Li Xuexian, Li Hua, Lu Zhuangyue, Du Guanben, Wang Xiaoli
The Key Laboratory of Forest Resources Conservation and Utilization in the Southwest Mountains of China Ministry of Education, Southwest Forestry University, 650224, Kunming, China.
College of Materials and Chemical Engineering, Southwest Forestry University, 650224, Kunming, China.
Sci Data. 2025 Jul 1;12(1):1093. doi: 10.1038/s41597-025-05421-x.
Eucalyptus globulus Labill. is the primary plant material used for the extraction of eucalyptus oil. For this study, we generated a chromosome-level genome assembly of E. globulus using a combination of HiFi long-reads, Illumina short-reads and Hi-C data. The assembled genome size was 556.98 Mb, with a contig N50 of 37.93 Mb and scaffold N50 of 54.03 Mb. The completeness of the genome assembly was evaluated at 98.30% by BUSCO, and 99.05% of the genome sequence was anchored to 11 chromosomes. Additionally, 52.55% of repetitive sequences were identified in the genome, and 36,387 protein-coding genes were predicted, of which 96.80% were functionally annotated. Notably, a comparison of the genome of E. globulus with six other congeneric species revealed strong conservation, in terms of gene numbers and structures. Overall, we assembled the most complete E. globulus genome sequence to date. This will serve as a valuable resource toward the elucidation of the molecular kinetics behind the accumulation of eucalyptus oil in E. globulus leaves to facilitate further genetic improvements.
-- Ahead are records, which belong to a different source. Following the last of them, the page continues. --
PR #932, opened 2026-07-15
Add an incremental resolution benchmark

soutaro:
## Summary

This adds a benchmark for incremental resolution. It covers both the lightest case—a no-op resolve—and one of the heaviest incremental operations—an ancestor change.

## Ancestor changes

The benchmark defines two empty modules:

```ruby
module BenchmarkMixinA
end

module BenchmarkMixinB
end
```

It then repeatedly replaces a virtual source file between the following two versions:

```ruby
class ExampleService
  include ::BenchmarkMixinA
end
```

```ruby
class ExampleService
  include ::BenchmarkMixinB
end
```

Replacing the included module invalidates the target class's ancestor chain and triggers ancestor recalculation for its transitive descendants.

Target classes can be selected by descendant count, allowing light and heavy ancestor changes to be compared.

## Results

On a monolith containing approximately 1.6 million declarations:

| Scenario | Merge median | Resolution median |
| --- | ---: | ---: |
| No-op | — | 933 ms |
| 1 descendant | 0.02–0.03 ms | 600–800 ms |
| Approximately 10,500 descendants | 63–75 ms | 720–790 ms |

Merge time increases substantially with the number of descendants, although it remains small in absolute terms. Resolution time stays within approximately the same range regardless of descendant count.

This does not necessarily mean that ancestor recalculation takes constant time. After resolution, the graph still contained 37,040 pending work items:

- 34,092 constant references
- 2,935 ancestor calculations
- 13 definitions

Unresolved work is retained so that it can be retried after future edits. Consequently, even a no-op resolve revisits a large amount of pending work. This fixed cost dominates the additional ancestor recalculation and makes differences between targets difficult to observe in the overall resolution time.

## How to run

First, find suitable target classes:

```sh
utils/bench-incremental-resolution --candidates /path/to/workspace
```

Run the benchmark for one or more classes reported by that command:

```sh
utils/bench-incremental-resolution \
  --target LightTarget \
  --target HeavyTarget \
  /path/to/workspace
```

Inspect the unresolved and pending graph state:

```sh
utils/bench-incremental-resolution \
  --resolution-stats \
  /path/to/workspace
```

The workspace can also be configured once through `DEFAULT_BENCH_WORKSPACE`:

```sh
export DEFAULT_BENCH_WORKSPACE=/path/to/workspace

utils/bench-incremental-resolution --candidates
utils/bench-incremental-resolution --target HeavyTarget
utils/bench-incremental-resolution --resolution-stats
```

### DIFF
--- a/rust/rubydex/benches/incremental_resolution.rs
+++ b/rust/rubydex/benches/incremental_resolution.rs
@@ -1,0 +1,674 @@
+use std::{
+    collections::HashSet,
+    error::Error,
+    io,
+    path::PathBuf,
+    process::ExitCode,
+    time::{Duration, Instant},
+};
+
+use clap::Parser;
+use rubydex::{
+    indexing::{self, IndexerBackend, LanguageId},
+    integrity, listing,
+    model::{
+        declaration::{Ancestor, Ancestors, Namespace},
+        graph::{Graph, Unit},
+        ids::{ConstantReferenceId, DeclarationId, DefinitionId},
+        name::NameRef,
+    },
+    resolution::Resolver,
+};
+
+const MIXIN_A: &str = "RubydexIncrementalBenchmarkMixinA";
+const MIXIN_B: &str = "RubydexIncrementalBenchmarkMixinB";
+const MIXIN_URI: &str = "file:///__rubydex_incremental_benchmark__/mixins.rb";
+
+type Result<T> = std::result::Result<T, Box<dyn Error>>;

蓝桉(Eucalyptus globulus Labill.)是用于提取桉叶油的主要植物材料。在本研究中,我们结合高保真长读长、Illumina短读长和Hi-C数据,生成了蓝桉的染色体水平基因组组装。组装后的基因组大小为556.98 Mb,重叠群N50为37.93 Mb,支架N50为54.03 Mb。通过BUSCO评估,基因组组装的完整性为98.30%,99.05%的基因组序列被锚定到11条染色体上。此外,在基因组中鉴定出52.55%的重复序列,并预测了36387个蛋白质编码基因,其中96.80%具有功能注释。值得注意的是,将蓝桉的基因组与其他六个同属物种进行比较,发现在基因数量和结构方面具有很强的保守性。总体而言,我们组装了迄今为止最完整的蓝桉基因组序列。这将成为阐明蓝桉叶中桉叶油积累背后分子动力学的宝贵资源,以促进进一步的遗传改良。